** Given data follows **
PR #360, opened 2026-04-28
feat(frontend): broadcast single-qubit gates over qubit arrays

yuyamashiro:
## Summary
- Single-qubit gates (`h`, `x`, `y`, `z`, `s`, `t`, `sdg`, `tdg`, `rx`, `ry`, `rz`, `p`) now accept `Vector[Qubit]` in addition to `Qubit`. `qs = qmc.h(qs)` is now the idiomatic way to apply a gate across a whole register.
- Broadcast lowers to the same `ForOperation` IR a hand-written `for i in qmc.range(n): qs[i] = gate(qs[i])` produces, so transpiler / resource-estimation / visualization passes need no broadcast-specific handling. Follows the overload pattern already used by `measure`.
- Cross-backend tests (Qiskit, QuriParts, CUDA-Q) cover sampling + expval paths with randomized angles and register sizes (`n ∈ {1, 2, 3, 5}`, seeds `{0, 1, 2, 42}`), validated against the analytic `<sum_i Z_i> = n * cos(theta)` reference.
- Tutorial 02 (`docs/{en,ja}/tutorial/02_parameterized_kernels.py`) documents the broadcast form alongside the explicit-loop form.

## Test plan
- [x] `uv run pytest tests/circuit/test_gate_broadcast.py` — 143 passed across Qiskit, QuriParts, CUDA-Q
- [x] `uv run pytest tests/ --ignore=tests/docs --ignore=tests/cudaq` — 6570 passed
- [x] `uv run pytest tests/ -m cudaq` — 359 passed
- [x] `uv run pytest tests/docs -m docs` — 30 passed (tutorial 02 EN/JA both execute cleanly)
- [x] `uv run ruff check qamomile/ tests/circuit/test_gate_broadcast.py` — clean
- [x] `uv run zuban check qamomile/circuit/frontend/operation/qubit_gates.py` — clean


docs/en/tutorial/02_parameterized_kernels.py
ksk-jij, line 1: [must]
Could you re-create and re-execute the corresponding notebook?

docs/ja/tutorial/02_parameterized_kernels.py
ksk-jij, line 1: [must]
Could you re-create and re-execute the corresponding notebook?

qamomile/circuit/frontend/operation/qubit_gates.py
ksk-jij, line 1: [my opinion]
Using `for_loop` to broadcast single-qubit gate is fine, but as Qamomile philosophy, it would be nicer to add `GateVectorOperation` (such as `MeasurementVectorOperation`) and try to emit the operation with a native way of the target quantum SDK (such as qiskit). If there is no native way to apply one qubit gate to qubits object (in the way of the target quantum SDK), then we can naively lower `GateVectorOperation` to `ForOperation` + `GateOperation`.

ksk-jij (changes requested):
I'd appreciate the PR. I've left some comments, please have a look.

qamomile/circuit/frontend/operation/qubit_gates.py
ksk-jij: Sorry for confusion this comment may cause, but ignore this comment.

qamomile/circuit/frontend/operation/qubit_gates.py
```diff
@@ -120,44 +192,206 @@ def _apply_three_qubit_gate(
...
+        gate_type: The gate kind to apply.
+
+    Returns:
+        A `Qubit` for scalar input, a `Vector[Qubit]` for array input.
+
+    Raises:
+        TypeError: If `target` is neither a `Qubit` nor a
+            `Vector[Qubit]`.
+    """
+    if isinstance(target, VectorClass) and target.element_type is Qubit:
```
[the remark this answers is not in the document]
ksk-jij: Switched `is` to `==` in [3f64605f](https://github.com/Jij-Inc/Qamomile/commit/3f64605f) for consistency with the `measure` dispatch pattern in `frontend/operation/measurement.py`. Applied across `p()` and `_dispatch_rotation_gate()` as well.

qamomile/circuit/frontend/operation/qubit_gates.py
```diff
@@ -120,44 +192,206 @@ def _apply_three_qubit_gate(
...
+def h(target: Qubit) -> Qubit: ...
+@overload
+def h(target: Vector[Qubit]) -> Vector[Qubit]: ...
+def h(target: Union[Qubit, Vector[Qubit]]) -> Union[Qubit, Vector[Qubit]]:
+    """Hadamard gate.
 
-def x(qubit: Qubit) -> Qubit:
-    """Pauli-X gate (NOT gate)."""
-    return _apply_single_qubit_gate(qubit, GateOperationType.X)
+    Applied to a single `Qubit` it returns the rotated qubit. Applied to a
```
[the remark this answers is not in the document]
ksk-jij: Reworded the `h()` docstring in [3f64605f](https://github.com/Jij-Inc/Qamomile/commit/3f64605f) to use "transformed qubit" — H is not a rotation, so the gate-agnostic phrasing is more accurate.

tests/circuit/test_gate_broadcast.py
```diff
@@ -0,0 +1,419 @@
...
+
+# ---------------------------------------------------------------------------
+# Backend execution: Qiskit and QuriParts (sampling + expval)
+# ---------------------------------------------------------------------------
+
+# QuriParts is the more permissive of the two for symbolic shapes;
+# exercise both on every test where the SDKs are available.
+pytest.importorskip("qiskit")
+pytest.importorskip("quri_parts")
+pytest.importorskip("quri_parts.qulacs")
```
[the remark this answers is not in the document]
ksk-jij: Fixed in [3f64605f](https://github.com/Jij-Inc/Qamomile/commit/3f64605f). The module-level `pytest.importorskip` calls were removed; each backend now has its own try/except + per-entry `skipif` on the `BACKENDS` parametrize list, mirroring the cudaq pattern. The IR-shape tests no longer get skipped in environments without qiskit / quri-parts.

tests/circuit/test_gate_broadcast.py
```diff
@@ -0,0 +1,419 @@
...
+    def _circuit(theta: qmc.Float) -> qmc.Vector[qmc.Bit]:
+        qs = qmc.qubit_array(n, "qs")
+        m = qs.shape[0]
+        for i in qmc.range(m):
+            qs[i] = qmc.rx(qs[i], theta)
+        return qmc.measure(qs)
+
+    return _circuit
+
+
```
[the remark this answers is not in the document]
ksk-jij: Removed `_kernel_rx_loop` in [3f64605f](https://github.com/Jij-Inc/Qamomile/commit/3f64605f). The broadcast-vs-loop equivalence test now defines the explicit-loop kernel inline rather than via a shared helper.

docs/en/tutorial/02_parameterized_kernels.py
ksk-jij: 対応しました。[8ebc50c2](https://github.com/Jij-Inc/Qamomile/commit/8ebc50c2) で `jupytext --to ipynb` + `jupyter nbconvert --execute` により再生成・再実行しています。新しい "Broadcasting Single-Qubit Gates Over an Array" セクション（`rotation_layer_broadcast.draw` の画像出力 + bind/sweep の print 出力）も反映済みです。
** End of Given data **
• _Work instruction_:
Would you return the entries exactly as they stand?

• _Finished task_:
PR #360, opened 2026-04-28
feat(frontend): broadcast single-qubit gates over qubit arrays

yuyamashiro:
## Summary
- Single-qubit gates (`h`, `x`, `y`, `z`, `s`, `t`, `sdg`, `tdg`, `rx`, `ry`, `rz`, `p`) now accept `Vector[Qubit]` in addition to `Qubit`. `qs = qmc.h(qs)` is now the idiomatic way to apply a gate across a whole register.
- Broadcast lowers to the same `ForOperation` IR a hand-written `for i in qmc.range(n): qs[i] = gate(qs[i])` produces, so transpiler / resource-estimation / visualization passes need no broadcast-specific handling. Follows the overload pattern already used by `measure`.
- Cross-backend tests (Qiskit, QuriParts, CUDA-Q) cover sampling + expval paths with randomized angles and register sizes (`n ∈ {1, 2, 3, 5}`, seeds `{0, 1, 2, 42}`), validated against the analytic `<sum_i Z_i> = n * cos(theta)` reference.
- Tutorial 02 (`docs/{en,ja}/tutorial/02_parameterized_kernels.py`) documents the broadcast form alongside the explicit-loop form.

## Test plan
- [x] `uv run pytest tests/circuit/test_gate_broadcast.py` — 143 passed across Qiskit, QuriParts, CUDA-Q
- [x] `uv run pytest tests/ --ignore=tests/docs --ignore=tests/cudaq` — 6570 passed
- [x] `uv run pytest tests/ -m cudaq` — 359 passed
- [x] `uv run pytest tests/docs -m docs` — 30 passed (tutorial 02 EN/JA both execute cleanly)
- [x] `uv run ruff check qamomile/ tests/circuit/test_gate_broadcast.py` — clean
- [x] `uv run zuban check qamomile/circuit/frontend/operation/qubit_gates.py` — clean


docs/en/tutorial/02_parameterized_kernels.py
ksk-jij, line 1: [must]
Could you re-create and re-execute the corresponding notebook?

docs/ja/tutorial/02_parameterized_kernels.py
ksk-jij, line 1: [must]
Could you re-create and re-execute the corresponding notebook?

qamomile/circuit/frontend/operation/qubit_gates.py
ksk-jij, line 1: [my opinion]
Using `for_loop` to broadcast single-qubit gate is fine, but as Qamomile philosophy, it would be nicer to add `GateVectorOperation` (such as `MeasurementVectorOperation`) and try to emit the operation with a native way of the target quantum SDK (such as qiskit). If there is no native way to apply one qubit gate to qubits object (in the way of the target quantum SDK), then we can naively lower `GateVectorOperation` to `ForOperation` + `GateOperation`.

ksk-jij (changes requested):
I'd appreciate the PR. I've left some comments, please have a look.

qamomile/circuit/frontend/operation/qubit_gates.py
ksk-jij: Sorry for confusion this comment may cause, but ignore this comment.

qamomile/circuit/frontend/operation/qubit_gates.py
```diff
@@ -120,44 +192,206 @@ def _apply_three_qubit_gate(
...
+        gate_type: The gate kind to apply.
+
+    Returns:
+        A `Qubit` for scalar input, a `Vector[Qubit]` for array input.
+
+    Raises:
+        TypeError: If `target` is neither a `Qubit` nor a
+            `Vector[Qubit]`.
+    """
+    if isinstance(target, VectorClass) and target.element_type is Qubit:
```
[the remark this answers is not in the document]
ksk-jij: Switched `is` to `==` in [3f64605f](https://github.com/Jij-Inc/Qamomile/commit/3f64605f) for consistency with the `measure` dispatch pattern in `frontend/operation/measurement.py`. Applied across `p()` and `_dispatch_rotation_gate()` as well.

qamomile/circuit/frontend/operation/qubit_gates.py
```diff
@@ -120,44 +192,206 @@ def _apply_three_qubit_gate(
...
+def h(target: Qubit) -> Qubit: ...
+@overload
+def h(target: Vector[Qubit]) -> Vector[Qubit]: ...
+def h(target: Union[Qubit, Vector[Qubit]]) -> Union[Qubit, Vector[Qubit]]:
+    """Hadamard gate.
 
-def x(qubit: Qubit) -> Qubit:
-    """Pauli-X gate (NOT gate)."""
-    return _apply_single_qubit_gate(qubit, GateOperationType.X)
+    Applied to a single `Qubit` it returns the rotated qubit. Applied to a
```
[the remark this answers is not in the document]
ksk-jij: Reworded the `h()` docstring in [3f64605f](https://github.com/Jij-Inc/Qamomile/commit/3f64605f) to use "transformed qubit" — H is not a rotation, so the gate-agnostic phrasing is more accurate.

tests/circuit/test_gate_broadcast.py
```diff
@@ -0,0 +1,419 @@
...
+
+# ---------------------------------------------------------------------------
+# Backend execution: Qiskit and QuriParts (sampling + expval)
+# ---------------------------------------------------------------------------
+
+# QuriParts is the more permissive of the two for symbolic shapes;
+# exercise both on every test where the SDKs are available.
+pytest.importorskip("qiskit")
+pytest.importorskip("quri_parts")
+pytest.importorskip("quri_parts.qulacs")
```
[the remark this answers is not in the document]
ksk-jij: Fixed in [3f64605f](https://github.com/Jij-Inc/Qamomile/commit/3f64605f). The module-level `pytest.importorskip` calls were removed; each backend now has its own try/except + per-entry `skipif` on the `BACKENDS` parametrize list, mirroring the cudaq pattern. The IR-shape tests no longer get skipped in environments without qiskit / quri-parts.

tests/circuit/test_gate_broadcast.py
```diff
@@ -0,0 +1,419 @@
...
+    def _circuit(theta: qmc.Float) -> qmc.Vector[qmc.Bit]:
+        qs = qmc.qubit_array(n, "qs")
+        m = qs.shape[0]
+        for i in qmc.range(m):
+            qs[i] = qmc.rx(qs[i], theta)
+        return qmc.measure(qs)
+
+    return _circuit
+
+
```
[the remark this answers is not in the document]
ksk-jij: Removed `_kernel_rx_loop` in [3f64605f](https://github.com/Jij-Inc/Qamomile/commit/3f64605f). The broadcast-vs-loop equivalence test now defines the explicit-loop kernel inline rather than via a shared helper.

docs/en/tutorial/02_parameterized_kernels.py
ksk-jij: 対応しました。[8ebc50c2](https://github.com/Jij-Inc/Qamomile/commit/8ebc50c2) で `jupytext --to ipynb` + `jupyter nbconvert --execute` により再生成・再実行しています。新しい "Broadcasting Single-Qubit Gates Over an Array" セクション（`rotation_layer_broadcast.draw` の画像出力 + bind/sweep の print 出力）も反映済みです。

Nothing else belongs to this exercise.